Can the United States within the next decade reduce carbon emissions from the electric grid by 50%?

According to Bill Gates and the Breakthrough Energy Sciences (BES) organization founded by the Microsoft billionaire, the U.S. could achieve 70% carbon-free electricity and emissions reductions of 42% by the end of the decade. The cost, $1.5 trillion, $400 billion less than the current COVID rescue plan.

Modernizing the grid -NJ Spotlight News

Achieving a renewable energy balance for the U.S. power grid will require investments in clean generation capacity and an enhanced transmission network to support it. Called the Macro Grid, the network will combine high-voltage direct current transmission (HVDC) with conventional AC transmission. Why a combination?

HVDC is more efficient for long-distance transmission. Renewable power generators like wind and solar produce direct current. Using HVDC combined with AC allows for the different regions of the U.S. to complement each other. Some areas like the Western states produce more renewable wind and solar while many Eastern states rely on thermal generated power using coal and natural gas. These power plants are more suited to AC transmission.
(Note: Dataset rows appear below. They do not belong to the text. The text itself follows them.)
PR #587, opened 2026-09-17
Add --insecure flag for self-signed SonarQube Server certificates

### LINKED ISSUE #586: Allow Insecure HTTPS for locally hosted SonarQube Servers
This comes from a customer - if we could allow an `--insecure` flag to allow it to call their local SonarQube which does not have a valid SSL cert. 

This is up for discussion and consideration.

++ @okorach-sonar

joshua-quek-sonarsource:
Closes #586

### What's the problem?

A customer runs SonarQube Server on their own network with a "self-signed" security certificate — think of it as an ID card they printed themselves instead of one issued by an official authority. Our tool refuses to talk to servers like that, so they simply couldn't migrate.

### What does this change?

A new `--insecure` option that tells the tool "I know this server, don't check its ID card." That's it.

### Is this safe?

Three deliberate guardrails:

1. **Off by default.** If you don't type `--insecure`, nothing changes at all — the tool still checks certificates exactly as before.
2. **Only works one direction.** It applies solely to reading *from* the customer's own server. It cannot be turned on for SonarQube Cloud, because Cloud always has a proper certificate — so skipping the check there could only ever hide a real attack.
3. **It tells you.** Every run using it prints a warning explaining the risk, so nobody forgets it's on.

### How do we know it works?

Tests spin up a fake server with a bad certificate and confirm both halves: the tool **accepts** it with `--insecure`, and still **rejects** it without. That second test is the important one — it means this option can never quietly become the default and switch off security for everybody.

Full smoke suite passes, plus the new checks were added to it as required.


joshua-quek-sonarsource:
**Review feedback fixed (plain English):**

The bot spotted two gaps, both now closed:

1. **A real bug.** The tool has a point-and-click wizard (used by `wizard` and `gui`). It reads from the customer's server too — but it was ignoring the new setting, so someone using the wizard would still be blocked even after switching the option on. Worse, when it hit the certificate error it only offered to ask for a *different* certificate, which doesn't help this case at all. The setting now carries through to the wizard properly, with the same warning shown on screen.
2. **Missing docs.** The option was only written up on the main config page. Anyone reading the `transfer` or `sync-issues` page couldn't find it. Added there too.

Still safe by default: a new test confirms that if nobody turns the option on, the wizard keeps checking certificates as before.

Re-ran everything — all tests and the full smoke suite pass. Earlier checks were already green (SonarQube quality gate passed with 0 new issues, 86% coverage on new code).

mannylee-sonar (commented):
Human comment here: Reviewing only - not approving!

**What this PR fixes**

The tool has a new `--insecure` flag (`source.insecure` in config). It skips the TLS certificate check when talking to the source SonarQube Server. This is for a trusted internal server with a self-signed certificate. It is off by default. It only applies to the source, never the target. The tool warns every time it is turned on. This also fixes a bug (#586) where the wizard and the GUI silently dropped this setting instead of using it.

**What I tested**

I built the tool from this PR's branch. I ran the full unit test suite (`make test`), plus two extra test areas the Makefile does not run: the `lib/sq-api-go` module tests, and the `-tags smoke` TLS test. All passed.

I ran a real, live transfer of the `juice-shop` project from a real SonarQube Server to a real SonarQube Cloud sandbox org, using this PR's build. I checked the result on the target directly, not just the tool's own output.

| Claimed fix | Verified | Evidence |
|---|---|---|
| `--insecure` skips the cert check | Yes | Real TLS handshake test against a self-signed cert, passes |
| Off by default, source-only | Yes | Default is `false`; no `target.insecure` field exists |
| Warns every time it is on | Yes | Warning text checked in test |
| Wizard/GUI now passes the setting through (fixes #586) | Yes | Direct unit tests for this path pass |
| Docs and schema updated | Yes | Checked all 3 doc files and the schema by hand |
| CLI flag overrides config file both ways | Yes | Test covers "config true, CLI false" case |

**Problems found**

Running the same transfer twice in a row fails on the second run, with a report-processing error about commit order. I checked: this PR does not touch that code. This looks like a bug that already exists on `main`. I recommend a separate ticket for it. It does not affect this PR's TLS fix.

**Recommendation: Approve.**

Every claimed fix has a passing test or a direct code check. The one problem found is unrelated to this PR's changed files.

joshua-quek-sonarsource:
**Round 2 of review feedback fixed (plain English):**

The bot caught something genuinely embarrassing: our troubleshooting guide was giving the *wrong* advice for this exact problem. If you hit a certificate error, that page told you to use the "mTLS" options — but those prove *your* identity to the server, they don't make the tool trust the server's certificate. So the one page you'd land on after this failure sent you down a dead end.

Rewritten to separate the two situations clearly, and it now points at the new option. Also added the setting to our example config file so it's discoverable.

**All checks green** on the latest code: tests pass, and the SonarQube quality gate passed with 0 new issues.

One housekeeping note: `main` had moved on since this branch started, which put the PR in a conflicted state — and GitHub silently refuses to run CI on a conflicted PR, which is why checks looked stuck earlier. Rebased onto latest `main`, conflicts resolved, everything re-verified and re-run (full smoke suite included).

joshua-quek-sonarsource:
Thanks @mannylee-sonar for helping to review this.
Branch has been rebased, and ready to merge.

joshua-quek-sonarsource:
### Summary for leadership

**The problem:** a customer hosts SonarQube Server on their own network with a self-signed security certificate — like an ID card they printed themselves. Our tool refused to trust it, so they couldn't migrate at all. No workaround existed.

**The fix:** a new `--insecure` option meaning "I know this server, skip the ID check." Available on all four paths that read from a customer's server (`extract`, `transfer`, `sync-issues`, and the point-and-click wizard).

**Why it's safe:**
- **Off by default** — if you don't ask for it, nothing changes.
- **Cannot be used for SonarQube Cloud**, which always has a valid certificate. Skipping the check there could only ever hide a real attack, so it's structurally impossible.
- **Warns on every run** that uses it.
- A test proves we still **reject** bad certificates when the option is off — so this can never quietly become the default.

**Status:** all checks green, SonarQube quality gate passed with 0 new issues. Ready for review.

Closes #586

okorach-sonar (approved):
LGTM

PR #497, opened 2023-04-17
fix: Bring back version of deps. to storybook

sravan-s:
When we removed package-lock, this info was removed~


AhyoungRyu (approved):
Oh thanks Sravan 😄

HoonBaek (approved):

PR #498, opened 2023-04-18
feat: Convert connection-thunk to useConnect hook

sravan-s:
Move logic from sdk/thunks to hooks/useConnect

BES’s research has focused on four options to connect the country’s renewable resources to customers. It requires significant investments in new wind and solar capacity. Through these investments, the U.S. would be able to reduce annual grid emissions by 850 million tons.

The major challenge that wind and solar present is their variability as energy sources. How do you build an assured energy flow if the wind stops or the sun doesn’t shine? That means “we need to find ways to make the grid more robust to…these kinds of challenges,” states Dhileep Sivam, Vice President of BES.

Improved energy transmission across the U.S. would involve better integration of renewables and an increase in the grid’s resiliency. That’s why finding better ways to transfer electricity across the country is key to making renewable energy increasingly dominant.

In their proposals, BES notes that the energy captured from strong winds and sunny skies in different parts of the country needs to be available to consumers in places where those conditions at the time of generation do not exist. A windy day in Texas should be able to power up homes in California when there is no wind in that state. And a sunny day in California should be able to power a mid-western home in Texas on a day when local winds die down. If such were the case, the problems Texas faced during the recent polar vortex causing coal and natural gas thermal power plants to fail along with breakdowns in local wind turbines, would not have mattered because power would have been delivered to homes and businesses from across the grid originating elsewhere.

The BES proposals, which include upgrades to local AC transmission lines to link up short distances, and HVDC lines to connect resources crossing multiple states would lead to complete decarbonization of the U.S. grid by 2035, meeting the current administration’s targeted goals.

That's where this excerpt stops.